▸ Aim of the exercise
Look through the material below, count the lines containing the word "functions", and state only the count.

▸ Working data
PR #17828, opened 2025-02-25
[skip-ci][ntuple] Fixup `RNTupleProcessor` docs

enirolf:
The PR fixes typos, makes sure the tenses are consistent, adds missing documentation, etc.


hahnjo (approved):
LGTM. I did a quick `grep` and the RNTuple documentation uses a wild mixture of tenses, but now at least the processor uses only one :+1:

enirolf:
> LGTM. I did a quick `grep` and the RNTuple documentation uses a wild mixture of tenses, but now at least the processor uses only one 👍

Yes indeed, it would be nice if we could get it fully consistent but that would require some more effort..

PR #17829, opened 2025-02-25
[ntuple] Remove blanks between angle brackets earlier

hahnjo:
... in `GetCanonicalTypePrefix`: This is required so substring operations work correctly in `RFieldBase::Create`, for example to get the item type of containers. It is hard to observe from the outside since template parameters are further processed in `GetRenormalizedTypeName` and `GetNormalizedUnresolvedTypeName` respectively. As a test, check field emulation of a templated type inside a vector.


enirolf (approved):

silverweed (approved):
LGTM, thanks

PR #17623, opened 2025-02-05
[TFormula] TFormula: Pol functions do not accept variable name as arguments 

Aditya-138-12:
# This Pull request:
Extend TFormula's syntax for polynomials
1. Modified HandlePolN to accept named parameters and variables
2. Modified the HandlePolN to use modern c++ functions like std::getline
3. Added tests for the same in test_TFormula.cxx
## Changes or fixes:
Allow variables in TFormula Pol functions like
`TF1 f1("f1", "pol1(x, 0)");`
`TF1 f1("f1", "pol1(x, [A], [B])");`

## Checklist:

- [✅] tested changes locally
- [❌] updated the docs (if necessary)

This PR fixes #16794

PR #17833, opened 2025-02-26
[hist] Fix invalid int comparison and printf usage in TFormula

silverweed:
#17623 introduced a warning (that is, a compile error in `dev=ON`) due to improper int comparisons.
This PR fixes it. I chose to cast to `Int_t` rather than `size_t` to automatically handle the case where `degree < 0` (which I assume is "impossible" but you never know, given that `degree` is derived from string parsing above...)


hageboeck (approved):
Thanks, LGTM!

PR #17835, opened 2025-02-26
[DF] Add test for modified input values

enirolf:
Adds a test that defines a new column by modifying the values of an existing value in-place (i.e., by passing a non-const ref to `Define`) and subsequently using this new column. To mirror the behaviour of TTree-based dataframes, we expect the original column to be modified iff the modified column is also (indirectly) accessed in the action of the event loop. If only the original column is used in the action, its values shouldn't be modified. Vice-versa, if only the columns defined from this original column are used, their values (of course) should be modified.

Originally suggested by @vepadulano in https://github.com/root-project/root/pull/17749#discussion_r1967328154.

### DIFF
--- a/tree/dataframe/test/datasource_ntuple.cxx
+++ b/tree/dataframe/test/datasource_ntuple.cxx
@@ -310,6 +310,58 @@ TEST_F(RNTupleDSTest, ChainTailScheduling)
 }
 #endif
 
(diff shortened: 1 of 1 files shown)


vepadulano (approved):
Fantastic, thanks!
---
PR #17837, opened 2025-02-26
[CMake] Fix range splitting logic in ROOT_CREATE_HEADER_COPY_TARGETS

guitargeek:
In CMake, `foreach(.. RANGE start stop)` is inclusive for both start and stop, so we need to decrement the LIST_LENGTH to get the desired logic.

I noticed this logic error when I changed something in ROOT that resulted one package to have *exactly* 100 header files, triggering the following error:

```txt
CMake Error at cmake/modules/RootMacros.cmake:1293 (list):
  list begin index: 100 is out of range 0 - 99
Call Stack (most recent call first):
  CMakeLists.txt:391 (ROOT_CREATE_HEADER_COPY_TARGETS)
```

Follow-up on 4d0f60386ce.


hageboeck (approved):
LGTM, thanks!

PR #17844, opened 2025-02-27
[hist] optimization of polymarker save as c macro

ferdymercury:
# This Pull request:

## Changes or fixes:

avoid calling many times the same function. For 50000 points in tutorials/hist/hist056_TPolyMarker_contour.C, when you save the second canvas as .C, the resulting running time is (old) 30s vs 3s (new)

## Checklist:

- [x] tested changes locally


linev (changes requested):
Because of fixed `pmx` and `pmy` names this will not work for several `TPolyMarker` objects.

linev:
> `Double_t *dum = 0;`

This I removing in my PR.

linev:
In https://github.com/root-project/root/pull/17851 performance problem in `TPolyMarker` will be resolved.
==
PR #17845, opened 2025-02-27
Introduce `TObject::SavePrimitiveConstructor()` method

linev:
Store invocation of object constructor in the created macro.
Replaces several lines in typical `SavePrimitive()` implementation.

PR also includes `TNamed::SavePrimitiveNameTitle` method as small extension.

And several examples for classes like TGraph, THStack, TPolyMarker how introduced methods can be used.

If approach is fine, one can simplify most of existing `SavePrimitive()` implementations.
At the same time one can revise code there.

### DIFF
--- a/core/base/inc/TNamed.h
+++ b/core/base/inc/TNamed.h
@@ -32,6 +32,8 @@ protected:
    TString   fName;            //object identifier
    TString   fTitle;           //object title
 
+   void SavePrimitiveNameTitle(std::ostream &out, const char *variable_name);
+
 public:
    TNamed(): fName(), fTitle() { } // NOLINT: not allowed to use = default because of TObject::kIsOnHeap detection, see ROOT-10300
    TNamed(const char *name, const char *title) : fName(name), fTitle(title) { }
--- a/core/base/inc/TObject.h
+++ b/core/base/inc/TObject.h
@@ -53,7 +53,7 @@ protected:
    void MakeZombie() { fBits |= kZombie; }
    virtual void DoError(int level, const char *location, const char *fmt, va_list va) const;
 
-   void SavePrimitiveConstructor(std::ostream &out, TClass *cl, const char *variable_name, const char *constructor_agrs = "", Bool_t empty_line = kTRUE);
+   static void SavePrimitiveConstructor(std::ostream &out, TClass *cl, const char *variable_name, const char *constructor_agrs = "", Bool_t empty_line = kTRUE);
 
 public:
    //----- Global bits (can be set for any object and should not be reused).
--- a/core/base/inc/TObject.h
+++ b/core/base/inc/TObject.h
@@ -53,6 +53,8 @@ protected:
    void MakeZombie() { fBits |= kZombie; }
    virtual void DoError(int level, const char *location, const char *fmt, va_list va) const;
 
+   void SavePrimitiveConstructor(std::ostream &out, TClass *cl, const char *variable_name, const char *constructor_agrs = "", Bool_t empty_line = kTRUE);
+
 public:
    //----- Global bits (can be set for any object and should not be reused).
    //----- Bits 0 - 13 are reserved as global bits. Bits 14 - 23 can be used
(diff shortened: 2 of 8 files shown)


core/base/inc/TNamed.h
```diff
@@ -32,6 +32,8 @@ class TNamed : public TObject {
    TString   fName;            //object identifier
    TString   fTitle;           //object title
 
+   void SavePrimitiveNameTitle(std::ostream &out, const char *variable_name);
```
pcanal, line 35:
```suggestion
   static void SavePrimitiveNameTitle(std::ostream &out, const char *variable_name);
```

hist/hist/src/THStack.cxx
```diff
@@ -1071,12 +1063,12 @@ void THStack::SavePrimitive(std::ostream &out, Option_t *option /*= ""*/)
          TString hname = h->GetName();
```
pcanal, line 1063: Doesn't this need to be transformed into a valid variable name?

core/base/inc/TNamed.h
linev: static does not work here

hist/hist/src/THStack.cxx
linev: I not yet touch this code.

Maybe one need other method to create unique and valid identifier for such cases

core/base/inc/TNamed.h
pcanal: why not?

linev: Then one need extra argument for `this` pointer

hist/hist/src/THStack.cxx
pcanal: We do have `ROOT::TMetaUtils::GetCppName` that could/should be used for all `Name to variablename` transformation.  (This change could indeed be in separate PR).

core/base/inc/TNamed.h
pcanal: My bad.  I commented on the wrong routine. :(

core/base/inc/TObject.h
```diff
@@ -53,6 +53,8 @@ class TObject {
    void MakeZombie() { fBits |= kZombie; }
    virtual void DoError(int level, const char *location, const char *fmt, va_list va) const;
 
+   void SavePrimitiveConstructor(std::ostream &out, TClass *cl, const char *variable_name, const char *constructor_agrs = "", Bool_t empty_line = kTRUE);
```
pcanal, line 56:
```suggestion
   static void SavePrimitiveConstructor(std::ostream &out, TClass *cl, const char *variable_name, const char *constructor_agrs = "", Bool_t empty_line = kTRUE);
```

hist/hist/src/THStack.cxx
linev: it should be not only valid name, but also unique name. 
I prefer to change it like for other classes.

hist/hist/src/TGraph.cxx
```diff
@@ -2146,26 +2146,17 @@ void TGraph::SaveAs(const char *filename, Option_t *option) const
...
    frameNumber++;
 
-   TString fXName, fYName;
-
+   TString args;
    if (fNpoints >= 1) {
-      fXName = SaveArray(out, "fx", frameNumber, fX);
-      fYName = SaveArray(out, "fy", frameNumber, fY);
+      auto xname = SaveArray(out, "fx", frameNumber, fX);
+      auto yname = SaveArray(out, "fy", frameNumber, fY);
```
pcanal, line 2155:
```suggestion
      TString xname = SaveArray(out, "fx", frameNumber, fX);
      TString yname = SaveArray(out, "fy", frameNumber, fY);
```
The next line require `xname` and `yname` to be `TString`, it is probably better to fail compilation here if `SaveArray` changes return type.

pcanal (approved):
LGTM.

▸ Problem solution
3